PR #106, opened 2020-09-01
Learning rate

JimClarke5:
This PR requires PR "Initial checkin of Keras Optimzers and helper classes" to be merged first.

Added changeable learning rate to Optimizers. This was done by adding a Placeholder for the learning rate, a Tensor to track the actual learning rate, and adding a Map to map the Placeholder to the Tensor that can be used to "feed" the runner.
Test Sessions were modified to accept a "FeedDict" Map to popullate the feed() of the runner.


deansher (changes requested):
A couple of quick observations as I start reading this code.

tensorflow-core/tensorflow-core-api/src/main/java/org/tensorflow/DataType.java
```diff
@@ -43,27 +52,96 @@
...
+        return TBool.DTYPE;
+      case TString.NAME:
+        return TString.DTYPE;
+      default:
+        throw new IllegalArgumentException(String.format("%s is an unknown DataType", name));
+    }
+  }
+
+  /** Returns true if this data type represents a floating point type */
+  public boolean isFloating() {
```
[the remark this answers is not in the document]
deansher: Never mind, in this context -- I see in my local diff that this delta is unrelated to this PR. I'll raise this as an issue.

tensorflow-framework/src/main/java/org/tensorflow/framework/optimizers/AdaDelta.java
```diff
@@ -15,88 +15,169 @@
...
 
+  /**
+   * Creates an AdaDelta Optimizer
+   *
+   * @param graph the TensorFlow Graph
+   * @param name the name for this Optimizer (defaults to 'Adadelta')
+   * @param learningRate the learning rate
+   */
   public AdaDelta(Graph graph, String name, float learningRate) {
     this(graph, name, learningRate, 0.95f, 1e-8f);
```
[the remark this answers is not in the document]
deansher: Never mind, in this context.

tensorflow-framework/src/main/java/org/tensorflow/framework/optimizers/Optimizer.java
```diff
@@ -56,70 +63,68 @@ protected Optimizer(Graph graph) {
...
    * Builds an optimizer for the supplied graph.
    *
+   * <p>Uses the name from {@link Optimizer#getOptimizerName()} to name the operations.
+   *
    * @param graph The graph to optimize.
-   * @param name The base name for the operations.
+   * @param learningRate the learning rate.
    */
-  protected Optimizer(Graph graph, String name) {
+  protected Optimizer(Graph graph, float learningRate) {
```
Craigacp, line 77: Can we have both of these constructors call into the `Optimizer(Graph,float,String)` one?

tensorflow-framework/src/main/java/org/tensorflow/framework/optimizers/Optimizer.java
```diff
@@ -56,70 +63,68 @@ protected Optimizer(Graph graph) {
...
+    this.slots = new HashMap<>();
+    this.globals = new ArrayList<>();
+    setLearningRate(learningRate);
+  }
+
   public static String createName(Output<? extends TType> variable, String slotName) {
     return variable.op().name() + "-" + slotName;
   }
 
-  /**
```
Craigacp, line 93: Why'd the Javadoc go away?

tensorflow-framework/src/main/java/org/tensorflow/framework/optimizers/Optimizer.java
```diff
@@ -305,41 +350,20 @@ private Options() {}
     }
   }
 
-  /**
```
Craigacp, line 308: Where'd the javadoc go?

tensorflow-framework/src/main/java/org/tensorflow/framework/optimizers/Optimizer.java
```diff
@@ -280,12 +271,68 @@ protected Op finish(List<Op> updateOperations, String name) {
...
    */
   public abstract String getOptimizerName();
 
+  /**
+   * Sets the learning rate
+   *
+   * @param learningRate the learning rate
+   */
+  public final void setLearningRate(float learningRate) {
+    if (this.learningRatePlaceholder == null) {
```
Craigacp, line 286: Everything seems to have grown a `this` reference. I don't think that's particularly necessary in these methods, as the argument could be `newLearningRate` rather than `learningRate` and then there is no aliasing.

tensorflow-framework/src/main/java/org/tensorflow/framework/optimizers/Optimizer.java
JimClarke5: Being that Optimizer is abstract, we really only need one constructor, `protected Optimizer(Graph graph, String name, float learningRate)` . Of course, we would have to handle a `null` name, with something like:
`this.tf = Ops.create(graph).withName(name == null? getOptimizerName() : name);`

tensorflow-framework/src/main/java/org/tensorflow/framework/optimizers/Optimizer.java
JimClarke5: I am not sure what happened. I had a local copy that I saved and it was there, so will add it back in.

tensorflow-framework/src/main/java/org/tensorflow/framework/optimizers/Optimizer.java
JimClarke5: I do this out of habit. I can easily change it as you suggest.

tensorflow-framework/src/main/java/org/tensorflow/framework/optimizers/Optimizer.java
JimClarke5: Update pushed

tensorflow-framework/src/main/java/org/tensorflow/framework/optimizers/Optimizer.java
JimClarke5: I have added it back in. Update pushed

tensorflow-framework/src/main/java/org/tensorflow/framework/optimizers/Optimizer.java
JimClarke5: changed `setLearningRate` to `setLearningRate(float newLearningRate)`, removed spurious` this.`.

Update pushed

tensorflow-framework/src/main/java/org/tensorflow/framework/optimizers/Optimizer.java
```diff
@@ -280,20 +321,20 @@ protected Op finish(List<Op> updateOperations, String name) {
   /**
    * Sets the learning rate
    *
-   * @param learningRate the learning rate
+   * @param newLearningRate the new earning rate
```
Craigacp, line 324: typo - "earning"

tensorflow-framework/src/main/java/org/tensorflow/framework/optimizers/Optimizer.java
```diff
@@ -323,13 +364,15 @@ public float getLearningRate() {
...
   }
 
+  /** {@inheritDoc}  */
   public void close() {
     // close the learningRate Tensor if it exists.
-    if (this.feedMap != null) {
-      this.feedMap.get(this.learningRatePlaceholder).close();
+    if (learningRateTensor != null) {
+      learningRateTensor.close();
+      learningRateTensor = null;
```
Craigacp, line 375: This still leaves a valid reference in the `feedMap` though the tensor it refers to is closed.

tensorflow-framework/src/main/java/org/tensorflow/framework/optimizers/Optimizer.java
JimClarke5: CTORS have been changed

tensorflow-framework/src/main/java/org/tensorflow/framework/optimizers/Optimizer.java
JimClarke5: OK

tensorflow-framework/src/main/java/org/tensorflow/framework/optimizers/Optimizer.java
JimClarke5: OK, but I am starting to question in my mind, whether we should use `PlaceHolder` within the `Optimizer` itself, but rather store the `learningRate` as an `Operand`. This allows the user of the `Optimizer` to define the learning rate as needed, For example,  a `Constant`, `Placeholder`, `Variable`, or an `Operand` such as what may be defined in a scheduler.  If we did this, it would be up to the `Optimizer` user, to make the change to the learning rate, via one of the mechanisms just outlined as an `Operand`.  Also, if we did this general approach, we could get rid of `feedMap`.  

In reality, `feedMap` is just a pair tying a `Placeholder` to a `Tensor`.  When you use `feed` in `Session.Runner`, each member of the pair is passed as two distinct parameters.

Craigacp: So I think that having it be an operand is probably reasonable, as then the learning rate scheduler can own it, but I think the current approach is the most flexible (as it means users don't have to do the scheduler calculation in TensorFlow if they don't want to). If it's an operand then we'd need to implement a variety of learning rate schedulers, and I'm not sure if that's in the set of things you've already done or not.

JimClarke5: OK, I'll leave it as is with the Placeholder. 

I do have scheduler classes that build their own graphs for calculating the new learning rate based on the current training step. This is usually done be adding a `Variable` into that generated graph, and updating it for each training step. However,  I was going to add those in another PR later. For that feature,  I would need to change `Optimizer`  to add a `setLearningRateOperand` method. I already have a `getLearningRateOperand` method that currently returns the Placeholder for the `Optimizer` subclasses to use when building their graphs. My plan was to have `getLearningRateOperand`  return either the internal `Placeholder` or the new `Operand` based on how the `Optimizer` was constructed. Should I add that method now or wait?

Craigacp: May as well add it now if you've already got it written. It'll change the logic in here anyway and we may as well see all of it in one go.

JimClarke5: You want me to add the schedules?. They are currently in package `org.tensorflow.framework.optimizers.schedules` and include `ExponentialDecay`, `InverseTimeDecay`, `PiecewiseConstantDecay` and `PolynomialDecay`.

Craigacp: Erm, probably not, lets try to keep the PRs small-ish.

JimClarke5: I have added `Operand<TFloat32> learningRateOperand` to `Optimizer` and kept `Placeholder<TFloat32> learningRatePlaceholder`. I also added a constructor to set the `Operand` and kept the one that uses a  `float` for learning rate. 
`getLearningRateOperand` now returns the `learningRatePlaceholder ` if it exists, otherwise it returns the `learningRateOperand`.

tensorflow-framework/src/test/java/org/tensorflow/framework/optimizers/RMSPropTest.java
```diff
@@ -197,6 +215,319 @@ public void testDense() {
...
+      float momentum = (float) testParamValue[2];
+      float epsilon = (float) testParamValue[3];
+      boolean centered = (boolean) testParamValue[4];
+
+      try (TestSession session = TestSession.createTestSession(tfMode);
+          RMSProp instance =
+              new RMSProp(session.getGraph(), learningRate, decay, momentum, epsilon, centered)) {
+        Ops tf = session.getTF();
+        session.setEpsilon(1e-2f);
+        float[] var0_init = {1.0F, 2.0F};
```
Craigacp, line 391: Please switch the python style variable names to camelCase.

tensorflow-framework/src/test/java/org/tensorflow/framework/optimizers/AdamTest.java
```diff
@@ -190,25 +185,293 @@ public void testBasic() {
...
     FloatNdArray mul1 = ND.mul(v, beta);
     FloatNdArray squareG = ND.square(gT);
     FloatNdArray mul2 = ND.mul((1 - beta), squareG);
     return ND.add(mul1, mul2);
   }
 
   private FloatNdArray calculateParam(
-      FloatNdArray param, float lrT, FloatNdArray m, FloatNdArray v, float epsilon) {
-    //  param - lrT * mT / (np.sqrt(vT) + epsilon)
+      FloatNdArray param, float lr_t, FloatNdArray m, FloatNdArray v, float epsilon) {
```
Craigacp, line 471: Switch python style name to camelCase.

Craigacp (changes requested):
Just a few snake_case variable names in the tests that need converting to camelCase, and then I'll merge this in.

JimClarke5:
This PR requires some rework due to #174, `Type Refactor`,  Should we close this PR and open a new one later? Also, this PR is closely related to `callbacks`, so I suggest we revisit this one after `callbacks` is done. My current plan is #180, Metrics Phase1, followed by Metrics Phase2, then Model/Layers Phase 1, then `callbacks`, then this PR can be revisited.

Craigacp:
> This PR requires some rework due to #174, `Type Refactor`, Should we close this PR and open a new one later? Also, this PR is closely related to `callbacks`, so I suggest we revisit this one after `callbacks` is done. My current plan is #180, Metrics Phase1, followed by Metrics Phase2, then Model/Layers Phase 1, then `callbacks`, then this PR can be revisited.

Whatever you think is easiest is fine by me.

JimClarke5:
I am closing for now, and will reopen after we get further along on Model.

...

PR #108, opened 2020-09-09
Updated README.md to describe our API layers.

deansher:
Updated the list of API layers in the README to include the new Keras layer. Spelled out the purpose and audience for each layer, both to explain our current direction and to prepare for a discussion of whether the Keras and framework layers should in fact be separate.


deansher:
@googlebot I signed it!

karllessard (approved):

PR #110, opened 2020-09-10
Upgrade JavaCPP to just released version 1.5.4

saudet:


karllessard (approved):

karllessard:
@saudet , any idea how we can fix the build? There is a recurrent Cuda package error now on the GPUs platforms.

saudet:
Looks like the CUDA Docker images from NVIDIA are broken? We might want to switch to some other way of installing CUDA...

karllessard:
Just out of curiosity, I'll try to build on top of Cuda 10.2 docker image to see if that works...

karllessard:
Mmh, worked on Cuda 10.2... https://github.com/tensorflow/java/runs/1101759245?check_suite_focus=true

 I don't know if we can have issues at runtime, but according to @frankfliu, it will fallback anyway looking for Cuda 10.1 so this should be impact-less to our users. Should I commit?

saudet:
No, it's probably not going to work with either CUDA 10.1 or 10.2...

■ Task statement ■
Check each line of the records above, and copy those that hold the word "requested".

■ Task solution ■
deansher (changes requested):
Craigacp (changes requested):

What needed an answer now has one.